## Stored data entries
PR #6230, opened 2019-10-27
Decode WAL in Separate Goroutine

csmarchbanks:
This PR moves the decoding of WAL records into a separate goroutine which passes the decoded results back using a channel. When looking at startup performance in a handful of Prometheus instances, startup time is reasonably evenly split between decoding records and processing the result so this has the potential to reduce WAL replay time by up to 50%.

Benchmarks show a reasonable performance improvement.

WAL compression off:
```
benchmark                                                                  old ns/op     new ns/op     delta
BenchmarkLoadWAL/batches=10,seriesPerBatch=100,samplesPerSeries=7200-8     442345548     390425328     -11.74%
BenchmarkLoadWAL/batches=10,seriesPerBatch=10000,samplesPerSeries=50-8     896853353     852906578     -4.90%
BenchmarkLoadWAL/batches=10,seriesPerBatch=1000,samplesPerSeries=480-8     303195989     275009282     -9.30%
```
WAL compression on:
```
benchmark                                                                  old ns/op     new ns/op     delta
BenchmarkLoadWAL/batches=10,seriesPerBatch=100,samplesPerSeries=7200-8     475893407     439551460     -7.64%
BenchmarkLoadWAL/batches=10,seriesPerBatch=10000,samplesPerSeries=50-8     997983033     852942115     -14.53%
BenchmarkLoadWAL/batches=10,seriesPerBatch=1000,samplesPerSeries=480-8     329612836     289762604     -12.09%
```

The first commit on this PR improves the benchmark for replaying the WAL, trying to use more reasonable values for the number of samples per series, and being sure to use `b.N` so the reporting is correct.

### DIFF
--- a/tsdb/head.go
+++ b/tsdb/head.go
@@ -365,9 +365,6 @@ func (h *Head) loadWAL(r *wal.Reader, multiRef map[uint64]uint64) (err error) {
 
 	var (
 		dec       record.Decoder
-		series    []record.RefSeries
-		samples   []record.RefSample
-		tstones   []tombstones.Stone
 		allStones = tombstones.NewMemTombstones()
 		shards    = make([][]record.RefSample, n)
 	)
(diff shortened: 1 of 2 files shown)


tsdb/head_test.go
```diff
@@ -173,7 +173,9 @@ func BenchmarkLoadWAL(b *testing.B) {
 				b.ResetTimer()
 
 				// Load the WAL.
-				h.Init(0)
+				for i := 0; i < b.N; i++ {
+					h.Init(0)
```
codesome: Samples would be added to head only in the first iteration and the rest will be discarded. Should we have creation of a new head inside the loop?

csmarchbanks: :+1: Good call, done.

codesome: What were the benchmark results after this change?

csmarchbanks:
I am planning to let the WAL build to a reasonable size and the manually restart the Prometheus instances to see how long startup takes.

tsdb/head_test.go
csmarchbanks: The results in the description were done after this change.

csmarchbanks:
/benchmark cancel

Just restarted each Prometheus. Timing numbers are from the log line for starting to replay the WAL to the last segment loaded.
```
master       7m59s
pr           5m52s
improvement: 23.3%
```

geekodour:
> we don't restart the Prometheus 

There's a half baked PR to prombench on restarting prometheus at random intervals, will try to add it soon.

cc @codesome

cstyan:
Looks reasonable to me, I'll read through again later today. Is the memory usage when replaying any different with the use of the `sync.Pool`'s?

csmarchbanks:
> s the memory usage when replaying any different with the use of the sync.Pool's?

I didn't notice much of a difference. The WAL is replayed faster, so memory growth is also faster as expected. The pool shouldn't contain more than 10 items, so it is pretty limited in size.

tsdb/head.go
```diff
@@ -376,21 +373,82 @@ func (h *Head) loadWAL(r *wal.Reader, multiRef map[uint64]uint64) (err error) {
...
-
-		switch dec.Type(rec) {
-		case record.Series:
-			series, err = dec.Series(rec, series)
-			if err != nil {
-				return &wal.CorruptionErr{
-					Err:     errors.Wrap(err, "decode series"),
+
+	var (
+		decoded    = make(chan interface{}, 10)
```
codesome: Does increasing the channel size change the speed of loading WAL? (I don't know where the bottleneck is)

tsdb/head.go
```diff
@@ -463,15 +508,19 @@ func (h *Head) loadWAL(r *wal.Reader, multiRef map[uint64]uint64) (err error) {
...
 			}
+			//lint:ignore SA6002 relax staticcheck verification.
+			tstonesPool.Put(v)
 		default:
-			return &wal.CorruptionErr{
-				Err:     errors.Errorf("invalid record type %v", dec.Type(rec)),
-				Segment: r.Segment(),
-				Offset:  r.Offset(),
-			}
+			panic(fmt.Errorf("unexpected decoded type: %T", d))
```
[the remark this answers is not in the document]
csmarchbanks: I used panic because this is an issue where there is a severe bug in the code, rather than something like data corruption. Does that sound like a good case for panic?

tsdb/head.go
csmarchbanks: I haven't played with channel size  much. Where the bottleneck is depends highly on shape of your data, hardware, and settings (such as WAL compression) so I think any value is going to be a guess. I chose a value pretty arbitrarily that gives a bit of headroom, but didn't make me concerned about increased memory usage...

tsdb/head.go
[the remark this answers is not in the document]
codesome: Yeah makes sense

tsdb/head.go
codesome: I tried with channel size 100 in my machine and no difference in the benchmark numbers. 10 sounds good then.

## WORK ITEM
Your answer must consist solely of the lines above between the line holding "codesome: Samples would" and the line holding "of the sync.Pool's?", inclusive, copied exactly.

## EXERCISE ANSWER
codesome: Samples would be added to head only in the first iteration and the rest will be discarded. Should we have creation of a new head inside the loop?

csmarchbanks: :+1: Good call, done.

codesome: What were the benchmark results after this change?

csmarchbanks:
I am planning to let the WAL build to a reasonable size and the manually restart the Prometheus instances to see how long startup takes.

tsdb/head_test.go
csmarchbanks: The results in the description were done after this change.

csmarchbanks:
/benchmark cancel

Just restarted each Prometheus. Timing numbers are from the log line for starting to replay the WAL to the last segment loaded.
```
master       7m59s
pr           5m52s
improvement: 23.3%
```

geekodour:
> we don't restart the Prometheus 

There's a half baked PR to prombench on restarting prometheus at random intervals, will try to add it soon.

cc @codesome

cstyan:
Looks reasonable to me, I'll read through again later today. Is the memory usage when replaying any different with the use of the `sync.Pool`'s?

csmarchbanks:
> s the memory usage when replaying any different with the use of the sync.Pool's?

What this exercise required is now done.